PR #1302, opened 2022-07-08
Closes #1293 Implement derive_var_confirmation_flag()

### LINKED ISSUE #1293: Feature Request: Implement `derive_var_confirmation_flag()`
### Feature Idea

= = =

◆ EXERCISE DESCRIPTION
State the number of lines above that include "Feature", and nothing further.

◆ FINISHED TASK
2